Business: Huge Revenue Drop of Top 20 Players

Posted on Jul 28th, 2008. You can follow any responses to this entry through the RSS 2.0. You can leave a response or trackback to this entry

The top 20 companies saw a huge drop in their revenue growth of 24 per cent from 41 per cent (which is the year before) this year. The India’s Information Technology (IT) industry slowdown drastically in 2007-2008.

There was also a huge dip in the growth of the top 20 IT exporters, growing 29 percent as against the 45 percent, recorded the year before, according to the Dataquest Indian IT Industry Survey 2008 conducted by Dataquest magazine, a publication of specialty media chain CyberMedia.

The survey result was confirmed by the National Association of Software and Service Companies (Nasscom), the organization representing the Indian software industry. In its annual report released July 9, Nasscom reported that IT services exports increased 28.2 percent to gross $23.1 billion in 2007-08, while the business process outsourcing (BPO) sector showed an increase of 30 percent, fetching $10.9 as compared to $8.4 billion the previous fiscal.

However, the Nasscom report said the industry clocked a combined growth rate of 28.2 percent in 2007-08, as against Dataquest’s figure of 24 percent. It said the growth was expected to slow down to between 21-24 percent in the current financial year, the figure Dataquest quoted for last fiscal. “A stronger rupee adversely impacted the exports-heavy Indian IT industry in [the] financial year 2007-08 when the average value of rupee in comparison to dollar rose nine percent, with a vast majority of the IT companies still unfazed by a slowdown in the global outsourcing industry,” the Dataquest report said.

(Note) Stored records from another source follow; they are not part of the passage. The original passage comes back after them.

PR #502, opened 2025-08-25
Fix possible memory leak on OTEL metrics exporter

mariomac:
We detected that recently, OTEL metrics' `mr.reporters.For` invocations starting to generate memory that is never disposed.

### DIFF
--- a/test/integration/traces_test.go
+++ b/test/integration/traces_test.go
@@ -873,45 +873,51 @@ func ensureTracesMatch(t *testing.T, urlPath string) {
 
 	// Ensure all 5 traces have proper full chain Java -> Node
 	for _, trace := range multipleTraces {
-		// Check the information of the java parent span
-		res := trace.FindByOperationName("GET /"+urlPath, "server")
-		require.Len(t, res, 1)
-		parent := res[0]
-		require.NotEmpty(t, parent.TraceID)
-		traceID := parent.TraceID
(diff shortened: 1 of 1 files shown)


rafaelroquetto:
I've given this a spin and it seems the problem is still there:

image

The base and last heap profiles:
[f2.pb.gz](https://github.com/user-attachments/files/21976860/f2.pb.gz)
[f3.pb.gz](https://github.com/user-attachments/files/21976862/f3.pb.gz)

The way I tested this was to launch a toy (go) service listening on port 5002 and then:

```
while true; do   ./service-c &   pid=$!;   sleep 1;   kill -9 $pid; done
```
to keep restarting the service.

OBI command line:

```
sudo OTEL_EBPF_PROFILE_PORT=6060 OTEL_EBPF_OPEN_PORT=5002 OTEL_EBPF_TRACE_PRINTER=text OTEL_EBPF_LOG_LEVEL=debug OTEL_EXPORTER_OTLP_ENDPOINT='http://localhost:4318' bin/ebpf-instrument
```

And finally I captured two profiles (the baseline, and one after some time had elapsed) with

```
 http://localhost:6060/debug/pprof/heap -o /tmp/f2.pb.gz
 ```
 
 the diff generated with
 
 ```
go tool pprof -http=:5000 -diff_base /tmp/f2.pb.gz /tmp/f3.pb.gz
```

In Dataquest’s listing of the top 20 IT companies in India, the top seven positions remained unchanged, with TCS, Wipro, Infosys, HP India, IBM India, Ingram Micro and Satyam Computer Services retaining their positions in that order. Last year, foreign companies Accenture, SAP and Dell replaced three Indian firms, Teledata, Patni and Moser Baer.

“After three years of strong growth, financial year 2007-08 was a challenging year for IT companies in several ways, not least of all due to the exchange rate which meant an over 10 percent hit right away in rupee earnings for exporters,” said CyberMedia publisher Pradeep Gupta. Added Dataquest chief editor Prasanto Kumar Roy: “This uneven growth means companies that have differentiated themselves in some way, in a tough year, began to reap the benefits of that strategy.”